The State of Illinois currently has incentive programs for purchasing electric vehicles instead of gas-powered, as well as a tax write-off for doing so, however this program does not address the issue of retiring older vehicles, removing vehicles that cannot pass emission testing from city streets, or buying back vehicles from people that no longer need for one due to alternative modes of transportation. To contrast this, California has a state-wide “Voluntary Accelerated Vehicle Retirement” program that provides up to $1500 for vehicles that have failed their last smog test, however certain qualifications must be met in order to participate in this program.

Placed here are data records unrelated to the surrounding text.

PR #3032, opened 2024-09-11
chore: libwaku reduce repetitive code by adding a template handling resp returns

Ivansete-status:
## Description
This is inspired by SP's suggestion: https://github.com/waku-org/nwaku/pull/3026#discussion_r1750892090

### DIFF
--- a/library/libwaku.nim
+++ b/library/libwaku.nim
@@ -52,8 +52,8 @@ template foreignThreadGc(body: untyped) =
   when declared(tearDownForeignThreadGc):
     tearDownForeignThreadGc()
 
-template handleRes[T: string | void, E](
-    res: Result[T, E], callback: WakuCallBack, userData: pointer
+template handleRes[T: string | void](
+    res: Result[T, string], callback: WakuCallBack, userData: pointer
 ) =
   ## Manages sendRequestToWakuThread responses in a generic way
   if res.isErr():
--- a/library/libwaku.nim
+++ b/library/libwaku.nim
@@ -52,6 +52,21 @@ template foreignThreadGc(body: untyped) =
   when declared(tearDownForeignThreadGc):
     tearDownForeignThreadGc()
 
+template handleRes[T, E](res: Result[T, E], callback: WakuCallBack, userData: pointer) =
+  ## Manages sendRequestToWakuThread responses in a generic way
+  if res.isErr():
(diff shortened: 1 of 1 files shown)


library/libwaku.nim
```diff
@@ -52,6 +52,21 @@ template foreignThreadGc(body: untyped) =
...
 
+template handleRes[T, E](res: Result[T, E], callback: WakuCallBack, userData: pointer) =
+  ## Manages sendRequestToWakuThread responses in a generic way
+  if res.isErr():
+    foreignThreadGc:
+      let msg = "libwaku error: " & $res.error
+      callback(RET_ERR, unsafeAddr msg[0], cast[csize_t](len(msg)), userData)
+      return RET_ERR
+
+  when T is string:
```
NagyZoltanPeter, line 63: It seems me suspicious, but maybe overlooking sthg.
So what if T is not a string?
I see code that the template replaces which use stringizing the value of the return type, whatever it is.
I think it is not exactly the same behavior.
Also if it is still ok for now, I would add an else case to result in compile error thou shall not hide a problem of misuse.

NagyZoltanPeter (changes requested):
All in all it is a super step I do appreciate a lot.
Please have a look at my concern in handling OK case inside the template.

library/libwaku.nim
SionoiS: In Rust trait bounds are used to restrict types when using generics any such thing in Nim?

SionoiS (approved):

library/libwaku.nim
arnetheduck: `template handleRes[T: string, ...`

NagyZoltanPeter (approved):
Thanks for it!!!

library/libwaku.nim
Ivansete-status: Thank you for the comments guys!
Applied it in the following commits:

[libwaku: narrow down the possible types used by handleRes](https://github.com/waku-org/nwaku/pull/3032/commits/bfb241a2c32b3dbc00edb2bf1676773339f0d6a1)

[libwaku: limit the possible types accepted by handleRes](https://github.com/waku-org/nwaku/pull/3032/commits/fa06e3421e0ae898017833d879a6f627803759be)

It would be interesting to see this type of project explored on a smaller scale (beginning in an urban area such as Chicago, and then expanding state-wide). As a major US city with a lower-than-average car-owning population, Chicago could implement a more aggressively incentivized buy-back program for older or unwanted vehicles to encourage more residents to take public transit, ride-share, or replace their vehicle with a green vehicle (whichever suites the person’s or family’s needs best). The city could also offer incentives and other credits to members of the community who participate in smaller car sharing programs, known as peer-to-peer car sharing, such as Getaround or Turo, which involves an individual owning a car that others in the neighborhood can pay to borrow (Wisniewski).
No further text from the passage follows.